What to work on:
Whenever "corporate" appears in a line, please copy that line from the data.

<<<<

PR #453, opened 2026-07-28
fix(installer): trust the corporate MITM CA in the k3d nodes (#424)

shujaatTracebloc:
Closes #424.

## Problem
Proxy *reachability* reaches the k3d nodes, but on a **TLS-inspecting (break-and-inspect)** network the nodes still don't *trust* the corporate CA — so every **in-node containerd pull** (rancher/k3s, ghcr.io, tracebloc images) fails x509. Because `helm upgrade` runs without `--wait` the failure is masked (companion #425) and surfaces as a root-cause-free *"an image couldn't be pulled."* This is the enterprise/hospital archetype, on all three OSes.

## Fix
**1. Inject the CA at create time (the core fix).** When `TRACEBLOC_CA_BUNDLE` (or `CURL_CA_BUNDLE`) is set, mount the bundle into every k3d node (`-v …:/etc/ssl/certs/tracebloc-mitm-ca.crt@all`) and write a `registries.yaml` (`configs.<registry>.tls.ca_file`) pointing containerd at it for `docker.io` / `registry-1.docker.io` / `ghcr.io`, hooked into the same `--config`/create path that already carries proxy env. Parity across `cluster.sh` (Linux/macOS) and `install-k8s.ps1` (Windows). A CA var set but **unreadable fails loudly**, not silently.

**2. Name the env var where the user hits the wall.** The TLS-interception preflight hint (both OSes), `docs/INSTALL.md`, and the PS `-Help` env-var list.

**3. CA-aware diagnosis.** `_diagnose_not_ready` / `Get-NotReadyState` detect `x509` / "certificate signed by unknown authority" pull events → a dedicated `image_pull_ca` state → *"the cluster does not trust your network's TLS-inspection CA"* + the exact remedy (never the generic pull error). Mirrored in `summary.sh` and `Print-Summary`.

**Drift gate.** New `check-drift.sh` parity check (`_drift_ca_trust`) so neither installer can drop the CA wiring for the other's OS.

## Design choices (as flagged)
- **Env var:** support both — prefer explicit `TRACEBLOC_CA_BUNDLE`, fall back to `CURL_CA_BUNDLE`.
- **Injection:** k3d `registries.yaml` `ca_file` as primary (targets the actual registry-pull failure) **plus** mounting the bundle into the nodes so the `ca_file` path resolves.

## Acceptance criteria
- [x] Behind a MITM proxy with the CA supplied: the nodes trust it for in-node pulls (k3d-native `registries.yaml` + node mount).
- [x] Without the CA: preflight **and** the diagnosis name the CA problem + the env var — never a generic pull error.

## Tests (+21)
`cluster.bats` +8 (resolver 4 cases, registries.yaml gen, create wires mount + `--registry-config`, no-CA path, unreadable→hard error), `summary.bats` +3 (x509→`image_pull_ca`, non-x509 stays `image_pull`, report names CA+env var), `check-drift.bats` +2, Pester +8.

Verified locally (CI-identical):
- Pester full: **183 passed, 0 failed**, 8 skipped (Windows-only)
- all bats: 3 failures are pre-existing macOS-local flakes (all 21 new tests pass); ubuntu CI is the arbiter
- PSScriptAnalyzer: **0 Error-severity** · check-style / drift: clean · manifest regenerated

*Note: a real break-and-inspect network can't be exercised in CI; the wiring is the documented k3d `registries.yaml` + node-mount mechanism and is unit-tested end-to-end.*

---

> [!NOTE]
> **Medium Risk**
> Changes cluster-create wiring and failure diagnosis across all installer paths; mistakes could affect enterprise installs or mis-route users, but scope is installer-only with strong unit/drift coverage and fail-closed CA handling.
> 
> **Overview**
> Fixes **TLS-inspecting (break-and-inspect)** installs where in-cluster **containerd** pulls failed **x509** and surfaced only as a generic image-pull error (#424).
> 
> When **`TRACEBLOC_CA_BUNDLE`** or **`CURL_CA_BUNDLE`** points at a readable PEM file, **cluster create** mounts it into every k3d node and passes a generated **`registries.yaml`** (`ca_file` for `docker.io`, `registry-1.docker.io`, `auth.docker.io`, `ghcr.io`). Unreadable or missing CA paths **fail loudly**; mounting without registry config is not allowed. Reusing an existing cluster **without** the CA mount triggers a **recreate** warning. Same behavior in **`cluster.sh`** and **`install-k8s.ps1`**, guarded by **`check-drift.sh`** `_drift_ca_trust`.
> 
> **Readiness/summary** adds **`image_pull_ca`**: x509 is detected only on pull-failure events, with remediation (delete cluster, re-run with the env var). Preflight TLS hints and **`docs/INSTALL.md`** document host vs node trust. Tests and **`manifest.sha256`** updated.
> 
> <sup>Reviewed by [Cursor Bugbot](https://cursor.com/bugbot) for commit 5c56bffde73cca7628f706cb34214d17f2d47dda. Bugbot is set up for automated code reviews on this repo. Configure [here](https://www.cursor.com/dashboard/bugbot).</sup>


scripts/lib/cluster.sh
```diff
@@ -111,6 +111,49 @@ _write_k3d_proxy_config() {
...
+# Echo the operator's CA bundle path (absolute) when TRACEBLOC_CA_BUNDLE or
+# CURL_CA_BUNDLE is set and readable. If a var is set but the file is unreadable,
+# echo the offending var NAME and return 2 — the caller turns that into a hard
+# error (a silent skip would drop them straight back into the x509 failure they
+# set the var to fix). Empty stdout + return 0 when no CA var is set.
+_resolve_ca_bundle() {
+  local var val
+  for var in TRACEBLOC_CA_BUNDLE CURL_CA_BUNDLE; do
+    val="${!var:-}"; [[ -z "$val" ]] && continue
+    if [[ ! -r "$val" ]]; then echo "$var"; return 2; fi
```
saadqbal: Non-blocking parity nit: this only checks `-r`, so a *directory* (some IT teams hand out a folder of PEMs) passes, then gets bind-mounted over the single file path and containerd can't read it as a `ca_file` — the exact silent "looks applied but still x509" case the rest of this PR kills. The PS `Resolve-CaBundle` already rejects it via `-PathType Leaf`; `[[ ! -r "$val" || ! -f "$val" ]]` here would match it.

saadqbal (dismissed):
Really careful PR — CA trust wired symmetrically across both installers, fail-loud on unreadable, a reuse-path guard, and a drift check to keep the two OS paths honest. Nicely tested too. One tiny parity nit inline, non-blocking. 👍

scripts/lib/cluster.sh
shujaatTracebloc: Good catch — fixed in c199c9f. `_resolve_ca_bundle` now requires a readable regular file: `[[ ! -r "$val" || ! -f "$val" ]]`, so a directory of PEMs returns the var name + rc 2 (hard error) instead of being bind-mounted over the single node ca_file path. Now matches PS `Resolve-CaBundle -PathType Leaf`. Added a directory-reject bats case.

scripts/lib/cluster.sh
```diff
@@ -510,6 +558,27 @@ _check_existing_cluster_proxy() {
...
+# exists WITHOUT it, a re-run reuses the cluster and the x509 pulls persist — so
+# the "set the CA and re-run" remedy silently does nothing. Warn and point at
+# recreate (Bugbot #424). The path mirrors _create_new_cluster's mount destination.
+_check_existing_cluster_ca() {
+  [[ -n "${TRACEBLOC_CA_BUNDLE:-}" || -n "${CURL_CA_BUNDLE:-}" ]] || return 0
+  local server_container="k3d-${CLUSTER_NAME}-server-0"
+  local mounts
+  mounts=$(docker inspect "$server_container" --format '{{range .Mounts}}{{println .Destination}}{{end}}' 2>/dev/null) || return 0
+  [[ -z "$mounts" ]] && return 0
+  if [[ "$mounts" != *"/etc/ssl/certs/tracebloc-mitm-ca.crt"* ]]; then
```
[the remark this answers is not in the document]
shujaatTracebloc: Fixed in cb4bc78. `_check_existing_cluster_ca` now matches the mount destination as an exact whole line via `grep -qxF '/etc/ssl/certs/tracebloc-mitm-ca.crt'` instead of a substring test, so a longer path that merely embeds it (e.g. `…crt.bak`) is no longer treated as our CA mount and the recreate warning still fires. This mirrors the PS side, which already anchored with `(?m)^…\s\*$` (no PS change needed). Added a substring-embed bats case.

saadqbal (approved):

scripts/lib/cluster.sh
```diff
@@ -673,6 +745,29 @@ _create_new_cluster() {
     log "Propagating proxy settings to k3d nodes (authenticated proxies supported; NO_PROXY auto-augmented)."
   fi
 
+  # In-node CA trust for TLS-inspecting networks (#424): mount the operator's CA
```
saadqbal, line 748: Worth calling out: this + registries.yaml only fix containerd pulls *inside* the node. The k3d runtime images themselves (rancher/k3s, ghcr.io/k3d-io/k3d-tools, k3d-proxy) are pulled by the host Docker daemon, which this doesn't touch — so on a fresh machine behind break-and-inspect, `k3d cluster create` x509s at that host pull before the node ever boots, and that failure won't be classified as `image_pull_ca` (the diagnosis only runs post-create). On Linux, trusting the CA in the system store covers dockerd; on Docker Desktop (mac/Win) it doesn't reach the VM. Non-blocking, but the primary target scenario can still hit a raw x509 at create — worth at least a docs line.

scripts/lib/summary.sh
```diff
@@ -68,6 +68,14 @@ _diagnose_not_ready() {
   fi
   pods="$(kubectl get pods -n "$ns" --request-timeout=5s 2>/dev/null || true)"
   if printf '%s' "$pods" | grep -qiE 'ImagePullBackOff|ErrImagePull|InvalidImageName'; then
+    # On a TLS-inspecting network the pull fails x509 because the nodes don't trust
+    # the corporate CA (#424). Distinguish it from a generic pull error so the
+    # remedy can name the CA + the env var, not a vague "retry".
+    local events
+    events="$(kubectl get events -n "$ns" --request-timeout=5s 2>/dev/null || true)"
+    if printf '%s' "$events" | grep -qiE 'x509|certificate signed by unknown authority|tls: failed to verify'; then
```
saadqbal: Minor: this classifies `image_pull_ca` if *any* event in the namespace matches x509, not necessarily the pull that's actually failing. Low risk in a fresh install ns, but a stale/unrelated x509 event would steer someone into a delete+recreate for the wrong reason. Could scope it to the Failed pull event if you want to be strict.

saadqbal (dismissed):
Really careful PR — the CA resolver, fail-closed wiring, drift gate, and the bash/PS parity all hold up, and the test coverage is excellent. Approving. Two non-blocking notes inline (host-docker pull gap + the events-based CA classification).

scripts/lib/summary.sh
shujaatTracebloc: Fixed in 5c56bff. `_diagnose_not_ready` (and PS `Get-NotReadyState`) now filter events to the image-pull failure lines (`failed to pull` / `ErrImagePull`) before testing for x509, so a stale/unrelated x509 event elsewhere in the namespace no longer classifies as `image_pull_ca`. Added an unrelated-x509 test to both the bats and Pester suites.

scripts/lib/cluster.sh
shujaatTracebloc: Good call — agreed this is out of scope for #424 (which covers in-node containerd pulls). The host Docker daemon pulling k3d's own runtime images at create-time is a separate failure surface with a platform-split fix (Linux system store covers dockerd; Docker Desktop VM does not), so I filed it as a follow-up: #474. Keeping #453 focused on the in-node path.

saadqbal (approved):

>>>>

Problem solution:
fix(installer): trust the corporate MITM CA in the k3d nodes (#424)
Proxy *reachability* reaches the k3d nodes, but on a **TLS-inspecting (break-and-inspect)** network the nodes still don't *trust* the corporate CA — so every **in-node containerd pull** (rancher/k3s, ghcr.io, tracebloc images) fails x509. Because `helm upgrade` runs without `--wait` the failure is masked (companion #425) and surfaces as a root-cause-free *"an image couldn't be pulled."* This is the enterprise/hospital archetype, on all three OSes.
+    # the corporate CA (#424). Distinguish it from a generic pull error so the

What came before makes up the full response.